Worse, it appears to insist that a Christian who loses his salvation can never regain it, and will experience the burning torment of hell just as though he had never professed faith. Many young believers, struggling with persistent sin in their lives, have run aground on this passage, and sunk into deep discouragement. However, this was surely not the author’s intent, nor need it be the case. A closer scrutiny of the verses in their context paints a quite different picture, which, though still solemn, holds no dread for the true Christian.

Whose Mail Are We Reading?

The biggest key to unlocking the meaning of the passage is found in the context of the book of Hebrews as a whole. Firstly, we need to consider the audience to whom the unknown author wrote. It is all too easy to assume that everything in the book is addressed specifically to us as believers — after all, isn’t everything in the Bible written for us? The answer is yes, and no. Yes, because all Scripture is breathed out by God and is profitable for our instruction. But no, because our responsibility to learn from the Scripture does not demand that every portion of it should apply directly to us. 
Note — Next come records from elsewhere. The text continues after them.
PR #166, opened 2023-04-26
fix: readd <leader>O as a prefix for octo

0xricksanchez:
Sorry, this got lost somehow along the way. This was discussed in #138 as a better fit than `<leader>G` until a better integration has been found


Uzaaft (approved):
`<leader>O` is not defined by default, so this LGTM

The Mosaic Law is a prime example of this principle. The Law was addressed to a select group of people — the Israelites. It was given for a distinct purpose and for a limited time only. Believers today are not under the Law, but under grace. Does this mean that the Pentateuch is worthless to us? Certainly not. We can learn many vital and beautiful truths from Moses’ writings about the character of God, His holiness and His unique relationship to Israel. But the fact remains that those books were not written to us. We are reading and getting the benefit from somebody else’s mail.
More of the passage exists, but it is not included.